Not bad, that looks pretty mint. Good luck with it, let us know how it works once you get the tank mounted.


----------



## snocrete (Feb 28, 2009)

Burkartsplow;1070208 said:


> Looks good, but I would think pneumatic tires would do better in the snow. but other then that I cant wait to see it completed.


I'm gonna assume that its a pretreat/antiicing tool....shouldnt really be pushing it through snow..?...?

nice job deicepro


----------



## Kubota 8540 (Sep 25, 2009)

I was busy putting brakes on a Pontiac Van. (piece of cake) oh shocks too. Looks good, 5gpm = actual 3.5+gpm, yep break-a-way folding boom, tires are good, no air needed, all aluminum, no rust.......1/8" holes maybe a little big?............WHAT no self propel?
My atv sprayer, 60 psi eats the battery. So a plug to recharge is also good. Needs a kick stand?

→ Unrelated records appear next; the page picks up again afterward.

PR #421, opened 2021-01-07
MM-31746: Handle new error strings due user creation

agnivade:
https://mattermost.atlassian.net/browse/MM-31746

### DIFF
--- a/deployment/terraform/create.go
+++ b/deployment/terraform/create.go
@@ -309,7 +309,8 @@ func (t *Terraform) createAdminUser(extAgent *ssh.ExtAgent, output *Output) erro
 		return err
 	}
 	if out, err := sshc.RunCommand(cmd); err != nil {
-		if strings.Contains(string(out), "account with that username already exists") {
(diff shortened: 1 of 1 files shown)


streamer45:
I might have missed it during the error discussion but is this correct behaviour? To return the error id instead of the translation string.

If so, we have a couple more places where we had to use a similar hack:

https://github.com/mattermost/mattermost-load-test-ng/blob/fc6b711dfb3e74ef8fdd2f6d997d01b2bd129913/loadtest/control/actions.go#L44
https://github.com/mattermost/mattermost-load-test-ng/blob/fc6b711dfb3e74ef8fdd2f6d997d01b2bd129913/deployment/terraform/create.go#L312

We might want to update those as well if they are affected.

agnivade:
It's definitely not right, but the translation string just doesn't appear. I became a bit lazy and didn't dig deep enough to figure out why. Let me do that first.

agnivade:
Somehow I am not able to reproduce it now. I'll look into this when I encounter it the next time.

That is the quickest and easiest way to make the boom, if you decide to change it, then you start getting more parts and more complicated.


----------



## kramer56 (Oct 13, 2006)

Yeah I think the pneumatic tires would roll better w/out skidding making it easier for the operator. great job tho


----------



## deicepro (Mar 24, 2009)

Thanks guys for the responses, I was bored one day and thought I would make a prototype for my shovel guy



snocrete;1070242 said:


> I'm gonna assume that its a pretreat/antiicing tool....shouldnt really be pushing it through snow..?...?
> 
> nice job deicepro


your right, but depending on how hard its snowing it might have to go through some snow, probably 1/2" or less, I though those skinny tall tires would work the best



Kubota 8540;1070258 said:


> I was busy putting brakes on a Pontiac Van. (piece of cake) oh shocks too. Looks good, 5gpm = actual 3.5+gpm, yep break-a-way folding boom, tires are good, no air needed, all aluminum, no rust.......1/8" holes maybe a little big?............WHAT no self propel?
> My atv sprayer, 60 psi eats the battery. So a plug to recharge is also good. Needs a kick stand?
> 
> That is the quickest and easiest way to make the boom, if you decide to change it, then you start getting more parts and more complicated.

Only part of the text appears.